• **Assignment**: Records follow. Copy every line with "section".

*** Input data ***

PR #292, opened 2016-08-03
[9.0] [ADD] partner_financial_risk

carlosdauden:
Adds a new page in partner to manage its _Financial Risk_.
If any limit is exceed the partner gets forbidden to confirm sale orders.

@Tecnativa @pedrobaeza


partner_financial_risk/models/res_partner.py
```diff
@@ -0,0 +1,120 @@
...
+from dateutil.relativedelta import relativedelta
+from openerp import api, fields, models
+
+
+class ResPartner(models.Model):
+    _inherit = 'res.partner'
+
+    eval_risk_sale_order = fields.Boolean(
+        string="Eval Sale Orders", help="Compute in total risk")
+    max_risk_sale_order = fields.Monetary(
```
yajo: `fields.Monetary` exists?

partner_financial_risk/README.rst
```diff
@@ -0,0 +1,67 @@
+.. image:: https://img.shields.io/badge/licence-AGPL--3-blue.svg
+    :target: http://www.gnu.org/licenses/agpl-3.0-standalone.html
+    :alt: License: AGPL-3
+
+======================
+Partner Financial Risk
+======================
+
+Adds a new page in partner to manage the partner's *Financial Risk*
+If any limit is exceed the the partner is blocked to confirm sale orders.
```
yajo: Better: Adds a new page in partner to manage its _Financial Risk_. If any limit is exceed the the partner gets forbidden to confirm sale orders.

partner_financial_risk/models/res_partner.py
```diff
@@ -0,0 +1,120 @@
...
+
+from datetime import datetime
+from dateutil.relativedelta import relativedelta
+from openerp import api, fields, models
+
+
+class ResPartner(models.Model):
+    _inherit = 'res.partner'
+
+    eval_risk_sale_order = fields.Boolean(
```
yajo: About the naming, I'd make 2 suggestions: 
1. Keep all fields grouped by prefix. For example:
   - Put all under `risk_` prefix.
   - Group by model: `risk_sale_order_*`.
2. These `eval` fields... It is a bit misleading. How about `allowed` instead?

partner_financial_risk/models/res_partner.py
carlosdauden: It isn't documented, but :https://github.com/odoo/odoo/blob/e37ba6183269b0d075833efbb9bf26e99404247e/openerp/fields.py#L1131-L1130

yajo: Cool, thanks! Shouldn't you be using currency_field then?

partner_financial_risk/models/res_partner.py
```diff
@@ -0,0 +1,120 @@
...
+        compute='_compute_risk_sale_order', store=True,
+        string='Sale Order Not Invoiced')
+
+    risk_invoice_draft_include = fields.Boolean(
+        string='Include Draft Invoices', help='Compute in total risk')
+    risk_invoice_draft_limit = fields.Monetary(
+        string='Limit In Draft Invoices', help='Set 0 if it not lock')
+    risk_invoice_draft = fields.Monetary(
+        compute='_compute_risk_invoice', store=True,
+        string='Not Validated Invoice')
```
yajo: Much better now. I know there are a lot of fields, but IMHO this module would benefit a lot from having `help` attributes that tell you what each field is used for.

carlosdauden:
Travis fails with **base_location_geonames_import** module

carlosdauden:
LINT_CHECK fails in base_partner_merge.

Unrelated travis fail

partner_financial_risk/README.rst
elicoidal: Partner's sales order cannot be confirmed whenever the limit is exceeded.

partner_financial_risk/README.rst
```diff
@@ -0,0 +1,67 @@
...
+
+Configuration
+=============
+
+To configure this module, you need to:
+
+#. Go to *Invoicing > Configuration > Settings > Invoicing & Payments >
```
elicoidal: split the line

partner_financial_risk/README.rst
```diff
@@ -0,0 +1,67 @@
...
+   Financial Risk* and set *Maturity Margin*.
```
elicoidal: Please explain the usage of Maturity Margin field

partner_financial_risk/models/res_partner.py
```diff
@@ -0,0 +1,120 @@
...
+from datetime import datetime
+from dateutil.relativedelta import relativedelta
+from openerp import api, fields, models
+
+
+class ResPartner(models.Model):
+    _inherit = 'res.partner'
+
+    eval_risk_sale_order = fields.Boolean(
+        string="Eval Sale Orders", help="Compute in total risk")
```
elicoidal: the help message is not that clear: "Full risk computation"?

partner_financial_risk/models/res_partner.py
```diff
@@ -0,0 +1,120 @@
...
+    max_risk_sale_order = fields.Monetary(
+        string='Max In Sale Orders', help="Set 0 if it not lock")
```
elicoidal: Set 0 if it is not locked

partner_financial_risk/README.rst
elicoidal: Can you elaborate the rationale behind your calculation of the risk?
Is it based on some documentation/best practices?
Detailing the criteria and / or documenting with URL/guide is necessary for this kind of module
Checking the code is not that clear and gives me the feeling that this is specific for one customer/accountant PoV.
I am not saying it is wrong but we need modules that are generic or related to best practices and we need to document them if necessary.

rafaelbn: Hi @elicoidal , the main purpose of module it that the user (CFO or similar) could just set an amount of money that customer can use before paying it. But decision about this amount is analyzed outside Odoo. For Example a company which sale computer: CFO will decide that Customer1 will have 6.000 € of risk  just because this customer usually buy around that amount in computer every month. So if Customer1 wants to buy 12.000€ one month system will block this operation and CFO o similar should approve this. All operations bellow 6.000 will be approved automatically.
Conclusion: in this case Risk is just a field.

rafaelbn:
Tested in http://3151659-292-678711.runbot2.odoo-community.org/web

This module must depends in payment mode as Risk depends on how Customer Pay. Paypal, Credit card, transfer doesn't generate any risk,

1. Delete tab "Financial Risk" in the Partner. It should be a section inside Accounting tab. Note that this information should be showed only for partner which are customers and not suppliers.
   Furthermore if not we have to take in consideration security rules. If risk in the accounting tab then security group is from accounting which is correct.
2. It don't have any sens to set a Financial Risk per sale.orders and for invoices. A Partner (customer) have a only one and single risk depending payment (payment credit which means that you sell products and customer doesn't pay them). If customer pay like bank transfer or credit card in a moment it doesn't have any sense to limit selling :smile: 
   So Just one Limit is OK
3. In this moment module doesn't take in consideration quotations. But it should because if you send a quotation with payment mode is transfer is OK (no risk to operation) but if you send a quoation of risk with 30 day payment, this is a risk so you cannot create a quotation with that kind of payment.
4. As commented in screenshot we must correct that you cannot create an invoice in draft if it it exceeds the limit with the payment mode.

rafaelbn:
Ping @pedrobaeza

partner_financial_risk/README.rst
elicoidal: @rafaelbn thanks for the explanation. My question was broader than that: there are multiple fields and logic in the code that is not crystal clear and that might require some more explanation.
Not a real blocking point but then the module is never really used if you cannot really understand it (which was my case this morning)

yajo: I agrree with @elicoidal. If a module is not well explained, it cannot be well evaluated and used.

rafaelbn:
@carlosdauden travis fails, could you check it please?

carlosdauden:
@rafaelbn I explain travis errors a few comments before

pedrobaeza:
Better call the second module _partner_sale_risk_ and the third one _partner_stock_risk_

partner_financial_risk/README.rst
```diff
@@ -0,0 +1,69 @@
...
+    :target: http://www.gnu.org/licenses/agpl-3.0-standalone.html
+    :alt: License: AGPL-3
+
+======================
+Partner Financial Risk
+======================
+
+Adds a new page in partner to manage its *Financial Risk*.
+
+If any limit is exceed the partner gets forbidden to confirm sale orders.
```
pedrobaeza: s/sale orders/the corresponding sales order or customer invoice (this is needed to be implemented if not already).

ezerouali:
Hi Carlos.
Seems like "Financial Risk" tab has some rendering issue when in edit mode, at least in Chrome for Mac (see attached). Have analysed involved css and the div (id=notebook_page_73) handling the data has a correct width but the nested table has a wrong and much larger one. Hope that helps.
screen shot 2016-08-09 at 11 47 48

carlosdauden:
@makwin Now looks fine

carlosdauden:
Now, this PR is to review

rafaelbn:
functional test :+1:

partner_financial_risk/models/account_invoice.py
```diff
@@ -0,0 +1,37 @@
...
+
+from openerp import api, models, _
+
+
+class AccountInvoice(models.Model):
+    _inherit = 'account.invoice'
+
+    @api.multi
+    def invoice_open(self):
+        if not self.env.context.get('bypass_risk', False):
```
pedrobaeza: For avoiding this cyclomatic complexity, better to repeat the return:

```
if not self.env.context.get('bypass_risk', False):
    return self.signal_workflow('invoice_open')
for invoice in self:
...
return self.signal_workflow('invoice_open')
```

partner_financial_risk/models/res_partner.py
```diff
@@ -0,0 +1,150 @@
...
+             'risk_invoice_open_include'),
+            ('risk_invoice_unpaid', 'risk_invoice_unpaid_limit',
+             'risk_invoice_unpaid_include'),
+            ('risk_account_amount', 'risk_account_amount_limit',
+             'risk_account_amount_include'),
+        ]
+
+    @api.model
+    def _get_depends_compute_risk_exception(self):
+        # TODO: Improve code without lose performance
```
pedrobaeza:
```
# TODO: Improve code without performance loss
```

partner_financial_risk/models/res_partner.py
```diff
@@ -0,0 +1,150 @@
...
+    risk_invoice_open_limit = fields.Monetary(
+        string='Limit In Open Invoices', help='Set 0 if it is not locked')
+    risk_invoice_open = fields.Monetary(
+        compute='_compute_risk_invoice', store=True,
+        string='Total Open Invoices',
+        help='Residual amount of invoices in Open state and the date due is '
+             'not exceeded, considering Due Margin set in account '
+             'settings')
+    risk_invoice_unpaid_include = fields.Boolean(
+        string='Include Due Invoices', help='Full risk computation')
```
pedrobaeza: Change label to talk about 'unpaid', not 'due invoices', which is not the same.

partner_financial_risk/models/res_company.py
```diff
@@ -0,0 +1,13 @@
...
+# © 2016 Carlos Dauden <carlos.dauden@tecnativa.com>
+# License AGPL-3.0 or later (http://www.gnu.org/licenses/agpl).
+
+from openerp import fields, models
+
+
+class ResCompany(models.Model):
+    _inherit = 'res.company'
+
+    invoice_due_margin = fields.Integer(
```
pedrobaeza: This should be called `invoice_unpaid_margin` for keeping homogeneity

partner_financial_risk/models/res_partner.py
```diff
@@ -0,0 +1,150 @@
...
+        # TODO: Improve code without lose performance
+        tuple_list = self._risk_field_list()
+        res = [x[0] for x in tuple_list]
+        res.extend([x[1] for x in tuple_list])
+        res.extend([x[2] for x in tuple_list])
+        res.append('credit_limit')
+        return res
+
+    @api.model
+    def process_due_invoice(self):
```
pedrobaeza: Call this method `process_unpaid_invoices` for consistency (in plural, as you're processing all the unpaid, not only one). Singular form is only used in model names and module names, not in methods.

partner_financial_risk/README.rst
```diff
@@ -0,0 +1,70 @@
...
+    :target: http://www.gnu.org/licenses/agpl-3.0-standalone.html
+    :alt: License: AGPL-3
+
+======================
+Partner Financial Risk
+======================
+
+Adds a new page in partner to manage its *Financial Risk*.
+
+If any limit is exceed the partner gets forbidden to confirm customer invoice.
```
pedrobaeza: `If any limit is exceeded, you won't be able to confirm any of its invoices unless you are authorized.`

partner_financial_risk/README.rst
```diff
@@ -0,0 +1,70 @@
...
+
+Configuration
+=============
+
+To configure this module, you need to:
+
+#. Go to *Invoicing > Configuration > Settings > Invoicing & Payments*
+#. Go to *Financial Risk* and set *Due Margin* (This field adds days of margin
```
pedrobaeza: `In the *Financial Risk* section, fill *Unpaid Margin* for setting the number of days to last after the due date to consider an invoice as unpaid.`

pedrobaeza: Which are the authorized groups? Please explain here.

partner_financial_risk/README.rst
```diff
@@ -0,0 +1,70 @@
...
+   before that a invoice is consider as unpaid)
+
+Usage
+=====
+
+To use this module, you need to:
+
+#. Go to *Customers > Financial Risk*
+#. Set limits and choose options to compute in credit limit.
```
pedrobaeza, line 31: Explain which are the possible limits and their use.

partner_financial_risk/README.rst
```diff
@@ -0,0 +1,70 @@
...
+Adds a new page in partner to manage its *Financial Risk*.
+
+If any limit is exceed the partner gets forbidden to confirm customer invoice.
+
+Configuration
+=============
+
+To configure this module, you need to:
+
+#. Go to *Invoicing > Configuration > Settings > Invoicing & Payments*
```
pedrobaeza: Invoicing > Invoicing/Accounting (it can have both names, depending on the installed modules).

partner_financial_risk/README.rst
```diff
@@ -0,0 +1,70 @@
...
+#. Go to *Financial Risk* and set *Due Margin* (This field adds days of margin
+   before that a invoice is consider as unpaid)
+
+Usage
+=====
+
+To use this module, you need to:
+
+#. Go to *Customers > Financial Risk*
```
pedrobaeza:
```
#. Go to *Invoicing/Accounting > Sales > Customers*.
#. Select an existing customer or create a new one.
#. Open the *Financial Risk* tab.
```

partner_financial_risk/README.rst
```diff
@@ -0,0 +1,70 @@
...
+#. Set limits and choose options to compute in credit limit.
+#. Go to *Invoicing > Sales > Customer invoices* and create new customer
```
pedrobaeza: `#. Test the restriction trying to create an invoice for the partner for an amount higher of the limit you have set.`

pedrobaeza (changes requested):

pedrobaeza:
Please include also Spanish translation.

JordiBForgeFlow:
@carlosdauden @pedrobaeza Did you consider this? https://github.com/OCA/account-financial-tools/blob/8.0/account_credit_control. Why did you choose not to reuse? 

Naming a module 'financial risk' is too broad.  What you are managing here is a customer credit risk.

Customer credit control is the usual name given to this process.

pedrobaeza:
@jbeficent This is more than a credit control. See the possible options. I know that module, but it doesn't make the same and it's not the same approach.

JordiBForgeFlow:
@pedrobaeza OK. Is interesting. I worked in something similar long ago here: https://github.com/OCA/sale-financial/pull/9.

pedrobaeza (approved):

*** End of Input data ***

• **Reply to the exercise**:
1. Delete tab "Financial Risk" in the Partner. It should be a section inside Accounting tab. Note that this information should be showed only for partner which are customers and not suppliers.
pedrobaeza: `In the *Financial Risk* section, fill *Unpaid Margin* for setting the number of days to last after the due date to consider an invoice as unpaid.`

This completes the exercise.